Supplied records:
==========

PR #816, opened 2023-10-06
Introduce `JUnitSingleArguments` bug checker

Venorcis:
Adds a bugchecker that flags uses of JUnit `Argument`s when only a single (or in a weird edge case no) argument is used.

An example can be seen in the diff of the `MethodMatcherFactoryTest` 😄

### DIFF
--- a/error-prone-contrib/src/main/java/tech/picnic/errorprone/bugpatterns/JUnitSingleArguments.java
+++ b/error-prone-contrib/src/main/java/tech/picnic/errorprone/bugpatterns/JUnitSingleArguments.java
@@ -1,0 +1,50 @@
+package tech.picnic.errorprone.bugpatterns;
+
+import static com.google.errorprone.BugPattern.LinkType.CUSTOM;
+import static com.google.errorprone.BugPattern.SeverityLevel.SUGGESTION;
+import static com.google.errorprone.BugPattern.StandardTags.SIMPLIFICATION;
+import static com.google.errorprone.matchers.method.MethodMatchers.staticMethod;
+import static tech.picnic.errorprone.bugpatterns.util.Documentation.BUG_PATTERNS_BASE_URL;
+
+import com.google.auto.service.AutoService;
+import com.google.errorprone.BugPattern;
+import com.google.errorprone.VisitorState;
+import com.google.errorprone.bugpatterns.BugChecker;
+import com.google.errorprone.bugpatterns.BugChecker.MethodInvocationTreeMatcher;
+import com.google.errorprone.matchers.Description;
+import com.google.errorprone.matchers.Matcher;
+import com.sun.source.tree.ExpressionTree;
+import com.sun.source.tree.MethodInvocationTree;
+import tech.picnic.errorprone.bugpatterns.util.SourceCode;
+
+/**
+ * A {@link BugChecker} that flags uses of {@link
+ * org.junit.jupiter.params.provider.Arguments#arguments(Object...)} with a single (or no) argument;
+ * in such cases the use of {@link org.junit.jupiter.params.provider.Arguments} is not required as a
+ * {@link java.util.stream.Stream} of objects can be directly provided to a {@link
+ * org.junit.jupiter.params.provider.MethodSource}.
+ */
+@AutoService(BugChecker.class)
+@BugPattern(
+    summary = "JUnit arguments wrapping a single object are redundant",
+    link = BUG_PATTERNS_BASE_URL + "JUnitSingleArguments",
+    linkType = CUSTOM,
+    severity = SUGGESTION,
+    tags = SIMPLIFICATION)
+public final class JUnitSingleArguments extends BugChecker implements MethodInvocationTreeMatcher {
+  private static final long serialVersionUID = 1L;
+  private static final Matcher<ExpressionTree> ARGUMENTS_ARGUMENTS =
+      staticMethod().onClass("org.junit.jupiter.params.provider.Arguments").named("arguments");
+
+  /** Instantiates a new {@link JUnitSingleArguments} instance. */
+  public JUnitSingleArguments() {}
+
+  @Override
+  public Description matchMethodInvocation(MethodInvocationTree tree, VisitorState state) {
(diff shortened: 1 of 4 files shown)


error-prone-contrib/src/test/java/tech/picnic/errorprone/bugpatterns/JUnitSingleArgumentsTest.java
```diff
@@ -0,0 +1,30 @@
+package tech.picnic.errorprone.bugpatterns;
+
+import com.google.errorprone.CompilationTestHelper;
+import org.junit.jupiter.api.Test;
+
+final class JUnitSingleArgumentsTest {
+  @Test
+  void identification() {
+    CompilationTestHelper.newInstance(JUnitSingleArguments.class, getClass())
+        .addSourceLines(
```
Venorcis, line 10: I don't get what's not formatting-compliant here 🤔

Stephan202: It was subtle; ran `./apply-error-prone-suggestions.sh` and pushed :)

Venorcis: Ah thanks, didn't know that existed 😄 Also the command line error just gives 'did you mean' with the first few lines, which is confusing 🤪

error-prone-contrib/src/main/java/tech/picnic/errorprone/bugpatterns/JUnitSingleArguments.java
```diff
@@ -0,0 +1,50 @@
...
+  private static final Matcher<ExpressionTree> ARGUMENTS_ARGUMENTS =
+      staticMethod().onClass("org.junit.jupiter.params.provider.Arguments").named("arguments");
+
+  /** Instantiates a new {@link JUnitSingleArguments} instance. */
+  public JUnitSingleArguments() {}
+
+  @Override
+  public Description matchMethodInvocation(MethodInvocationTree tree, VisitorState state) {
+    if (ARGUMENTS_ARGUMENTS.matches(tree, state) && tree.getArguments().size() <= 1) {
+      return describeMatch(tree, SourceCode.unwrapMethodInvocation(tree, state));
```
Stephan202, line 45: This would cause a compilation error w.r.t. the return type, right? :thinking:

Stephan202 (commented):
Nice rule! I suspect we an make it robust in the common case, but will need to find some time to look closer into the least-impactful approach.

error-prone-contrib/src/main/java/tech/picnic/errorprone/bugpatterns/JUnitSingleArguments.java
Venorcis: Yeah, I wasn't sure how we deal with the fix suggestions. AFAIK not all suggestions necessarily lead to directly compiling code? We can ofc. remove it here and just flag instead 🤷🏻‍♂️

error-prone-contrib/src/test/java/tech/picnic/errorprone/bugpatterns/JUnitSingleArgumentsTest.java
Stephan202: Yeah, that output is... "not great". Haven't really found a way yet to make that play nicer with Error Prone.

error-prone-contrib/src/main/java/tech/picnic/errorprone/bugpatterns/JUnitSingleArguments.java
Stephan202: We _try_ either produce compilable code _or_ only flag the issue, with a strong preference for the former (as the latter really introduces quite a bit more friction). That said, especially some of the Refaster rules can in special circumstances break the code.

For this case we could:
1. Simplify the factory method if it has a single return statement, using similar logic we use in [`JUnitValueSource`](https://github.com/PicnicSupermarket/error-prone-support/blob/da5eea832975cb9222cba51935f7a22b4ff35e46/error-prone-contrib/src/main/java/tech/picnic/errorprone/bugpatterns/JUnitValueSource.java).
2. Only flag otherwise.

(But that's considerably more complicated than the current proposal, so if you're like "uuuuuh", I get that. Don't mind having a stab; would just take a bit of time.)

Venorcis: Yeah understood. In the most common use case we 'only' need to replace `<Arguments>` with `<T>` in the method definition. Perhaps it's relatively easy to add the suggestion for this use case and still resort to flagging any other occurrences (they would be weird but you never know 😛 ).

Stephan202: Indeed, that's the lines along which I'm thinking :+1:

(Both inside Picnic and for the upcoming integration test framework against open-source repos we run Error Prone in a loop until it no longer makes any changes, which can only work if each intermediate state compiles successfully.)

Stephan202: I've looked a bit closer at this topic, and the logic in `JUnitValueSource` shows that there are quite a lot of details to consider:
1. There are different ways in which the `Arguments` can be wrapped in a top-level collection/stream/array.
2. The factory method can have multiple return statements.
3. The return type could change from `MonadType<Arguments>` or `Arguments[]` to `MonadType<Object>` or `Object[]`, but ideally we're more specific.
4. Only if all `Arguments` instances have exactly one value can we do the unwrapping (in case of variability we should likely emit a separate warning).
5. Ideally we do all this in a way that reuses relevant pieces of logic from `JUnitValueSource`.

I'm likely missing a few other details. Happy to dive deeper into this, but it'll be a while before I find the time to really sit down for this.

PR #817, opened 2023-10-06
Introduce `JUnitParameterizedMethodDeclaration` bug checker

Venorcis:
Flag uses of `@ParameterizedTest` on methods that don't have any parameters.


error-prone-contrib/src/main/java/tech/picnic/errorprone/bugpatterns/JUnitParameterizedMethodDeclaration.java
```diff
@@ -0,0 +1,48 @@
...
+  private static final Matcher<MethodTree> IS_PARAMETERIZED_TEST =
+      annotations(AT_LEAST_ONE, isType("org.junit.jupiter.params.ParameterizedTest"));
+
+  /** Instantiates a new {@link JUnitParameterizedMethodDeclaration} instance. */
+  public JUnitParameterizedMethodDeclaration() {}
+
+  @Override
+  public Description matchMethod(MethodTree tree, VisitorState state) {
+    if (IS_PARAMETERIZED_TEST.matches(tree, state) && tree.getParameters().isEmpty()) {
+      return describeMatch(tree);
```
Venorcis, line 43: I cannot find an option to rename the annotation 🤔

error-prone-contrib/src/main/java/tech/picnic/errorprone/bugpatterns/JUnitParameterizedMethodDeclaration.java
```diff
@@ -0,0 +1,48 @@
...
+ * org.junit.jupiter.params.ParameterizedTest} without actually having any arguments.
+ */
+@AutoService(BugChecker.class)
+@BugPattern(
+    summary = "JUnit parameterized test used without arguments",
+    link = BUG_PATTERNS_BASE_URL + "JUnitParameterizedMethodDeclaration",
+    linkType = CUSTOM,
+    severity = SUGGESTION,
+    tags = SIMPLIFICATION)
+public final class JUnitParameterizedMethodDeclaration extends BugChecker
```
Stephan202: Proposed name: `JUnitNullaryParameterizedTestDeclaration`. (Because we're not validating other `@ParameterizedTest` constraints (such as that they're at least one argument source) and because in practice the flagged methods aren't parameterized.)

Stephan202 (approved):
Rebased and added a commit; the check now also suggests a fix. Nice idea for a check @Venorcis!

Suggested commit message:
```
Introduce `JUnitNullaryParameterizedTestDeclaration` check (#817)

While there, slightly simplify the `AutowiredConstructor` check.
```

Venorcis:
> Rebased and added a commit; the check now also suggests a fix. Nice idea for a check @Venorcis!

Thanks @Stephan202, all LGTM! 🎉

error-prone-contrib/src/main/java/tech/picnic/errorprone/bugpatterns/JUnitNullaryParameterizedTestDeclaration.java
```diff
@@ -0,0 +1,91 @@
...
+ * A {@link BugChecker} that flags nullary {@link
+ * org.junit.jupiter.params.ParameterizedTest @ParameterizedTest} test methods.
+ *
+ * <p>Such tests are unnecessarily executed more than necessary. This checker suggests annotating
+ * the method with {@link org.junit.jupiter.api.Test @Test}, and to drop all declared {@link
+ * org.junit.jupiter.params.provider.ArgumentsSource argument sources}.
+ */
+@AutoService(BugChecker.class)
+@BugPattern(
+    summary = "Nullary JUnit test methods need not be parameterized",
```
rickie, line 38: This is probably a personal thingy, but I do not really like "need not be" phrase. Maybe we can change to "should not".

error-prone-contrib/src/main/java/tech/picnic/errorprone/bugpatterns/JUnitNullaryParameterizedTestDeclaration.java
```diff
@@ -0,0 +1,91 @@
...
+    link = BUG_PATTERNS_BASE_URL + "JUnitNullaryParameterizedTestDeclaration",
+    linkType = CUSTOM,
+    severity = SUGGESTION,
+    tags = SIMPLIFICATION)
+public final class JUnitNullaryParameterizedTestDeclaration extends BugChecker
+    implements MethodTreeMatcher {
+  private static final long serialVersionUID = 1L;
+  private static final MultiMatcher<MethodTree, AnnotationTree> IS_PARAMETERIZED_TEST =
+      annotations(AT_LEAST_ONE, isType("org.junit.jupiter.params.ParameterizedTest"));
+  private static final Matcher<AnnotationTree> IS_ARGUMENT_SOURCE =
```
rickie, line 48: Makes me think of the `MoreJUnitMatchers#HAS_METHOD_SOURCE` ([link](https://github.com/PicnicSupermarket/error-prone-support/blob/master/error-prone-contrib/src/main/java/tech/picnic/errorprone/bugpatterns/util/MoreJUnitMatchers.java#L51)) but this usage is slightly different is fine as-is and we don't need to consider any changes right now. Anyway, wanted to highlight it.

rickie (approved):
The changes LGTM! Nice idea for a check 🚀 !

error-prone-contrib/src/main/java/tech/picnic/errorprone/bugpatterns/JUnitNullaryParameterizedTestDeclaration.java
Stephan202: Indeed, fine to move such things only when a second use case comes up :+1:

error-prone-contrib/src/main/java/tech/picnic/errorprone/bugpatterns/JUnitNullaryParameterizedTestDeclaration.java
Stephan202: Yes, it's you ;)

But will add a commit.

Stephan202 (commented):
Rebased and added a commit. @rickie feel free to merge once built.

error-prone-contrib/src/main/java/tech/picnic/errorprone/bugpatterns/JUnitNullaryParameterizedTestDeclaration.java
rickie: 😄 haha nice. Will merge once 🟢 !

==========

Work instructions:
Search the records for the word "private". Copy every line that has it.

Result for this task:
+  private static final long serialVersionUID = 1L;
+  private static final Matcher<ExpressionTree> ARGUMENTS_ARGUMENTS =
+  private static final Matcher<ExpressionTree> ARGUMENTS_ARGUMENTS =
+  private static final Matcher<MethodTree> IS_PARAMETERIZED_TEST =
+  private static final long serialVersionUID = 1L;
+  private static final MultiMatcher<MethodTree, AnnotationTree> IS_PARAMETERIZED_TEST =
+  private static final Matcher<AnnotationTree> IS_ARGUMENT_SOURCE =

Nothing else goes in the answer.